A preclinical study showed that response of colorectal cancer to treatment can be detected after a single administration using the diagnostic agent TumorVue (99mTc-duramycin), developed by Molecular Targeting Technologies (MTTI).
These findings were published under the title “99mTc-Duramycin SPECT Imaging Of Early Tumor Response To Targeted Therapy: A Comparison With 18F-FDG PET” in the Journal of Nuclear Medicine.
The study was carried out in collaboration with researchers from the University of Antwerpen and the University Hospital Antwerp in Belgium.
Following the tumor’s cell death in response to cancer drugs using imaging techniques allows researchers to observe in detail how tumors respond to novel therapies and have prognostic information on treatment effectiveness, which may help in the design of improved and personalized therapies.
Researchers compared the effectiveness of tracking tumor cell death between 18F-FDG, the current gold standard technique for this purpose, and TumorVue in mice with human colorectal cancer one day after receiving treatment with conatumumab (a human antibody used to treat cancer).
Results indicated that TumorVue specifically marks tumor dying cells, whereas 18F-FDG was not able to distinguish between dying and surviving cells. This indicates that TumorVue may be a better option than 18F-FDG to tell whether a certain cancer drug is effective or not as soon as 24 hours after the first dose of treatment.

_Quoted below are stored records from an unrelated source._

PR #534, opened 2024-05-22
Refactor compatibility extension methods

Shane32:
## Summary

Refactors the `Stream.CopyTo` method into a polyfill for .NET 3.5 only, and has `IsNullOrWhiteSpace` inline to the native implementation for available platforms.  These methods are internal and the changes will not affect operation.

In addition, `ReverseString` and `IsAllDigit` methods were removed as they were not referenced within the codebase.

## Test Plan

Existing tests cover both .NET 3.5 and other platforms, ensuring compatibility.  The changed and removed methods are not publicly accessible.

### DIFF
--- a/QRCoder/Extensions/StreamExtensions.cs
+++ b/QRCoder/Extensions/StreamExtensions.cs
@@ -1,13 +1,12 @@
-﻿using System;
-using System.Collections.Generic;
-using System.Linq;
-using System.Text;
-
-namespace QRCoder.Framework4._0Methods
+﻿#if NET35
+namespace QRCoder
 {
-    class Stream4Methods
+    internal static class StreamExtensions
     {
-        public static void CopyTo(System.IO.Stream input, System.IO.Stream output)
+        /// <summary>
+        /// Copies a stream to another stream.
+        /// </summary>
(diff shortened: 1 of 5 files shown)


codebude (commented):
Can we rewrite/use the `IsNullOrWhiteSpace` function as an extension method in the same manner as `CopyTo`? Currently at least in the PayloadGenerator.cs the calls aren't looking nice...

https://github.com/codebude/QRCoder/blob/923dbe50310a188ff087e05c21f508bfb316f823/QRCoder/PayloadGenerator.cs#L2037

`if (Secret.IsNullOrWhiteSpace())` would look/feel smoother.

I'm sorry to mention such small things. But if we're going to tackle the points, I prefer to do it 100%. If I get too picky, let me know. Then I slow myself down a little. ;-)

Shane32:
Certainly. I’ll double check and see. I know the native method is not an extension method. So we can’t just polyfill it like CopyTo. But we could alter the name slightly if nothing else. I’ll check.

Shane32:
@codebude Looks like it works as anticipated !

codebude (approved):

marc81-marc:
Un gros merci Doc you really come from the future ☝️

PR #558, opened 2024-06-01
[WIP/QRCoder2] Fluent API experimentation PR

Shane32:
## Summary

Experimentation with fluent API syntax

## Samples

```cs
var code = QRCodeBuilder.CreateEmail("test@microsoft.com")
    .WithSubject("Testing")
    .WithBody("Hello World!")
    .WithErrorCorrection(QRCodeGenerator.ECCLevel.H)
    .RenderWith<AsciiRenderer>()
    .WithQuietZone(false)
    .ToString();

var image = QRCodeBuilder.CreatePhoneNumber("1234567890")
    .WithErrorCorrection(QRCodeGenerator.ECCLevel.H)
    .RenderWith<SystemDrawingRenderer>(20)
    .WithQuietZone(false)
    .ToBitmap();

var base64 = QRCodeBuilder.CreateMMS("1234567890", "Hello")
    .RenderWith<PngRenderer>()
    .ToBase64String();
```

## Intellisense samples

image

image

## Preliminary Findings

1. Could start with `new QRCodeBuilder.Email("test@microsoft.com")` rather than `QRCodeBuilder.CreateEmail("test@microsoft.com")` - which is pretty similar to the existing `new PayloadGenerator.Wifi()` syntax actually, with the difference being the fluent syntax for configuration.  One benefit of using `new` is that additional payloads can be added by simply adding a new class into the correct namespace.  Whereas methods cannot be added to `QRCodeBuilder` outside of QRCoder.
2. Using `RenderWith<T>` breaks the intellisense pattern because T does not give a list of the specific renderers available.  Probably better to create an extension method for each renderer, like `RenderAsAscii()` and `RenderAsPng(20)` instead
3. `RenderWith<T>` does not allow for render-specific constructor parameters.  I've compensated with support for only two patterns: (1) no arguments (2) pixels per module argument.  Having `RenderAs...()` dedicated methods would allow each renderer to require specific arguments.
4. The builder syntax could likely be added to v1.x as a new layer, as shown in this PR, with any implementation changes we wish to make within the builder methods.  Then v2 just removes (or makes internal) all the old methods.
5. The new builders, when layered on the old code, are quite easy to write.  Once the old code is removed, additional optimizations can be added to enhance trimming support.  This trimming capability may consolidate the QRCode and ArtQRCode classes.
6. All of the supporting code can be nested as deep within namespaces as desired, since intellisense always provides the correct context-sensitive methods.  Except for `RenderWith<T>`, as noted in item 2 above.  Another reason to use `RenderAsAscii()` or similar.
7. The extension methods on the renderers (`ToArray`, `ToStream`, `ToFile`, etc) are really cool -- each renderer need only implement `ToStream` and all the other methods are available via extension methods.  Similar functionality for text renderers;  even with only implementing `ToString` they can also provide `ToFile`, `ToStream`, `ToBase64`, and so on via extension methods.

### DIFF
--- a/QRCoder/Builders/Payloads/Implementations/EmailPayload.cs
+++ b/QRCoder/Builders/Payloads/Implementations/EmailPayload.cs
@@ -1,0 +1,41 @@
+﻿using System;
+
+namespace QRCoder.Builders.Payloads.Implementations
+{
+    public class EmailPayload : PayloadBase
+    {
+        public EmailPayload(string address)
+        {
+            _address = address;
+        }
+
+        private string _address { get; set; }
+        private string _subject { get; set; }
+        private string _body { get; set; }
+        private PayloadGenerator.Mail.MailEncoding _encoding { get; set; } = PayloadGenerator.Mail.MailEncoding.MAILTO;
+
+        public EmailPayload WithSubject(string subject)
+        {
+            _subject = subject;
+            return this;
+        }
+
+        public EmailPayload WithBody(string body)
+        {
+            _body = body;
+            return this;
+        }
+
+        public EmailPayload WithEncoding(PayloadGenerator.Mail.MailEncoding encoding)
+        {
+            if (encoding != PayloadGenerator.Mail.MailEncoding.MAILTO && encoding != PayloadGenerator.Mail.MailEncoding.SMTP && encoding != PayloadGenerator.Mail.MailEncoding.MATMSG)
+            {
+                throw new ArgumentOutOfRangeException(nameof(encoding));
+            }
+            _encoding = encoding;
+            return this;
+        }
+
+        protected override string Value => new PayloadGenerator.Mail(_address, _subject, _body, _encoding).ToString();
+    }
+}
--- a/QRCoder/Builders/Payloads/Implementations/StringPayload.cs
+++ b/QRCoder/Builders/Payloads/Implementations/StringPayload.cs
@@ -1,0 +1,14 @@
+﻿namespace QRCoder.Builders.Payloads.Implementations
+{
+    public class StringPayload : PayloadBase
+    {
+        private string _data;
+
+        public StringPayload(string data)
+        {
+            _data = data;
+        }
+
+        protected override string Value => _data;
+    }
+}
--- a/QRCoder/Builders/Payloads/PayloadBase.cs
+++ b/QRCoder/Builders/Payloads/PayloadBase.cs
@@ -1,0 +1,21 @@
+﻿namespace QRCoder.Builders.Payloads
+{
+    public abstract class PayloadBase : IPayload, IConfigurableEccLevel, IConfigurableEciMode, IConfigurableVersion
+    {
+        protected virtual QRCodeGenerator.ECCLevel EccLevel { get; set; } = QRCodeGenerator.ECCLevel.Default;
+        QRCodeGenerator.ECCLevel IConfigurableEccLevel.EccLevel { get => EccLevel; set => EccLevel = value; }
+
+        protected virtual QRCodeGenerator.EciMode EciMode { get; set; } = QRCodeGenerator.EciMode.Default;
+        QRCodeGenerator.EciMode IConfigurableEciMode.EciMode { get => EciMode; set => EciMode = value; }
+
+        protected virtual int Version { get; set; } = -1;
+        int IConfigurableVersion.Version { get => Version; set => Version = value; }
+
+        protected abstract string Value { get; }
+
+        public virtual QRCodeData ToMatrix()
+        {
+            return QRCodeGenerator.GenerateQrCode(Value, EccLevel, false, false, EciMode, Version);
+        }
+    }
+}
--- a/QRCoder/Builders/Payloads/PayloadExtensions.cs
+++ b/QRCoder/Builders/Payloads/PayloadExtensions.cs
@@ -1,0 +1,47 @@
+﻿using QRCoder.Builders.Payloads;
+using QRCoder.Builders.Renderers;
+using QRCoder.Builders.Renderers.Implementations;
+
+namespace QRCoder
+{
+    public static class PayloadExtensions
+    {
+        public static T WithErrorCorrection<T>(this T payload, QRCodeGenerator.ECCLevel eccLevel)
+            where T : IConfigurableEccLevel
+        {
+            payload.EccLevel = eccLevel;
+            return payload;
+        }
+
+        public static T WithEciMode<T>(this T payload, QRCodeGenerator.EciMode eciMode)
+            where T : IConfigurableEciMode
+        {
+            payload.EciMode = eciMode;
+            return payload;
+        }
+
+        public static T WithVersion<T>(this T payload, int version)
+            where T : IConfigurableVersion
+        {
+            payload.Version = version;
+            return payload;
+        }
+
+        public static T RenderWith<T>(this IPayload payload)
+            where T : IRenderer, new()
+        {
+            var renderer = new T();
+            renderer.Payload = payload;
+            return renderer;
+        }
+
+        public static T RenderWith<T>(this IPayload payload, int pixelsPerModule)
+            where T : IRenderer, IConfigurablePixelsPerModule, new()
+        {
+            var renderer = new T();
+            renderer.Payload = payload;
+            renderer.PixelsPerModule = pixelsPerModule;
+            return renderer;
+        }
+    }
+}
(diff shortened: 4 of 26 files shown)


QRCoder/Builders/Payloads/Implementations/EmailPayload.cs
```diff
@@ -0,0 +1,41 @@
+﻿using System;
+
+namespace QRCoder.Builders.Payloads.Implementations
+{
+    public class EmailPayload : PayloadBase
```
Shane32, line 5: Sample where the ctor only has the email address, and the subject/body are provided by extension methods.  Realistically, I'm thinking that the required or common parameters always appear in the constructor (or as an overload), but all of the optional/rare options (like `MailEncoding`) are extension methods.

QRCoder/Builders/Payloads/Implementations/StringPayload.cs
```diff
@@ -0,0 +1,14 @@
+﻿namespace QRCoder.Builders.Payloads.Implementations
+{
+    public class StringPayload : PayloadBase
```
Shane32, line 3: We can use this class for any payload that immediately serializes to a string value.  At least if we design it like `CreateUrl(...)`.  Of course it would be nearly as easy to have additional classes for each payload type, similar to how it is now, if we want `new QRCodeBuilder.Url(...)` or whatnot.

QRCoder/Builders/Payloads/PayloadBase.cs
```diff
@@ -0,0 +1,21 @@
+﻿namespace QRCoder.Builders.Payloads
+{
+    public abstract class PayloadBase : IPayload, IConfigurableEccLevel, IConfigurableEciMode, IConfigurableVersion
```
Shane32, line 3: The idea here is that while most all payloads can inherit from `PayloadBase` and inherit some configurable settings, perhaps some payloads, like the swiss banking payload, does not support configuring the Eci mode or whatever.  Or, users can override these properties to add validation, ensuring that a certain minimum ECC level is maintained.  There's a number of ways to actually implement this, all with similar end results.

QRCoder/Builders/Payloads/PayloadBase.cs
```diff
@@ -0,0 +1,21 @@
...
+    {
+        protected virtual QRCodeGenerator.ECCLevel EccLevel { get; set; } = QRCodeGenerator.ECCLevel.Default;
+        QRCodeGenerator.ECCLevel IConfigurableEccLevel.EccLevel { get => EccLevel; set => EccLevel = value; }
```
Shane32, line 6: These interfaces are always explicitly implemented so that they do not appear on the intellisense list of accessible properties for the class.  Rather the extension method will appear, which uses generics to return the same type.

If that's confusing, for example, this code would break the fluent syntax:

```cs
public PayloadBase WithEciMode(EciMode value)
{
    _eciMode = value;
}
```

Because it returns the base class type, rather than the type of the derived type.  Extension methods allow the intended behavior.

QRCoder/Builders/Payloads/PayloadExtensions.cs
```diff
@@ -0,0 +1,47 @@
...
+            return payload;
+        }
+
+        public static T RenderWith<T>(this IPayload payload)
+            where T : IRenderer, new()
+        {
+            var renderer = new T();
+            renderer.Payload = payload;
+            return renderer;
+        }
```
Shane32, line 36: This functions, but I think `RenderWithAsciiRenderer()` or `RenderAsPng()` would be better than generics here.  I specifically don't like that intellisense does not show the compatible renderers for `T`.  Sorta breaks the goal.

image

QRCoder/Builders/Renderers/IStreamRenderer.cs
```diff
@@ -0,0 +1,9 @@
+﻿using System.IO;
+
+namespace QRCoder.Builders.Renderers
+{
+    public interface IStreamRenderer
+    {
+        MemoryStream ToStream();
+    }
```
Shane32, line 8: Concept is that all byte-array-type renderers (or ones that can serialize to a byte array) implement this interface.  If they use a `MemoryStream` under the hood, it's a direct pass-through.  If they generate a byte array directly, then wrapping it in a `MemoryStream` is quite inexpensive, as it does not duplicate the entire byte array.

QRCoder/Builders/Renderers/RendererExtensions.cs
```diff
@@ -0,0 +1,112 @@
...
+
+        public static byte[] ToArray(this IStreamRenderer streamRenderer)
+        {
+            var memoryStream = streamRenderer.ToStream();
+#if NETSTANDARD || NETCOREAPP // todo: target .NET Framework 4.6 or newer so this code path is supported
+            // by using TryGetBuffer, there is extremely small consequence to wrapping a byte[] in a MemoryStream temporarily
+            if (memoryStream.TryGetBuffer(out var buffer) && buffer.Count == buffer.Array.Length)
+            {
+                return buffer.Array;
+            }
```
Shane32, line 38: And here we can extract the original array without duplicating it.

QRCoder/Builders/Renderers/ITextRenderer.cs
```diff
@@ -0,0 +1,9 @@
+﻿using System.IO;
+
+namespace QRCoder.Builders.Renderers
+{
+    public interface ITextRenderer
+    {
+        string ToString();
+    }
```
Shane32, line 8: Concept is that all string-based renderers (Ascii, Svg) implement this interface.

QRCoder/Builders/Renderers/Implementations/SystemDrawingRenderer.cs
```diff
@@ -0,0 +1,64 @@
...
+
+        public Bitmap ToBitmap()
+        {
+            return new QRCode(QrCodeData).GetGraphic(
+                _pixelsPerModule, _darkColor, _lightColor, 
+                _icon, (int)Math.Round(_iconSizePercent), _iconBorderWidth, 
+                QuietZone, _iconBackgroundColor);
+        }
+
+        public MemoryStream ToStream()
```
Shane32, line 52: Renderers which return a specialized type may optionally also implement `IStreamRenderer` as is shown here.  Then `ToFile` and other extension methods for byte-array type renderers are available.

QRCoder/Builders/Renderers/RendererBase.cs
```diff
@@ -0,0 +1,13 @@
...
+
+namespace QRCoder.Builders.Renderers
+{
+    public abstract class RendererBase : IRenderer, IConfigurableQuietZones
+    {
+        protected QRCodeData QrCodeData { private set; get; }
+
+        protected bool QuietZone { get; set; } = true;
+        bool IConfigurableQuietZones.QuietZone { get => QuietZone; set => QuietZone = value; }
+        IPayload IRenderer.Payload { set => QrCodeData = value.ToMatrix(); }
```
Shane32, line 11: Another option would be to store the `IPayload` object itself.  I opted to call `ToMatrix` immediately, so if there were any exceptions while converting the payload to a module matrix, it would be caught at this point, enhancing the ability to diagnose faulty fluent syntax.

QRCoder/Builders/Renderers/RendererExtensions.cs
```diff
@@ -0,0 +1,112 @@
...
+            return new ArraySegment<byte>(memoryStream.ToArray());
+        }
+
+        public static string ToBase64String(this IStreamRenderer streamRenderer)
+        {
+            var data = ToArraySegment(streamRenderer);
+            return Convert.ToBase64String(data.Array, data.Offset, data.Count);
+        }
+
+        public static void ToFile(this IStreamRenderer streamRenderer, string fileName)
```
Shane32, line 76: Note that if any renderer wanted to optimize something like `ToFile`, they could implement the method directly, which takes precedence over extension methods.

csturm83:
> The builder syntax could likely be added to v1.x **as a new layer**, as shown in this PR

`QRCoder2.FluentExtensions` maybe? 😉

codebude:
Hi Shane, thanks for the PR. That looks pretty interesting. However, I don't want to merge this into v1.x, but would like to include it in v2 first, as I don't want to make/document/communicate any more major API changes to v1. I hope that's okay with you.

Shane32:
Certainly. I wrote this more of a discussion/preview/review of a potential approach.

codebude:
Hi @Shane32 ,  

codebude:
Closed in consultation with @Shane32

“Although imaging agents such as 18F-FDG show great promise as biomarkers for early response to targeted cancer therapy, conflicting results are reported after immunotherapy,” said Sigrid Stroobants, one of the senior authors of the study, in a news release. “If our preclinical findings can be confirmed in patients, TumorVue has the potential to fill this gap since it does not seem to be hampered by the presence or absence of an inflammatory response.”
Chris Pak, MTTI’s president and CEO, said the company is encouraged by the results of TumorVue to detect treatment response as early as one day.
“Our goal is to translate these findings into patients to differentiate responders from non-responders,” Pak said. “This innovative agent will be a powerful tool for personalized medicine where cancer patients will be spared the toxicity of ineffective therapy.”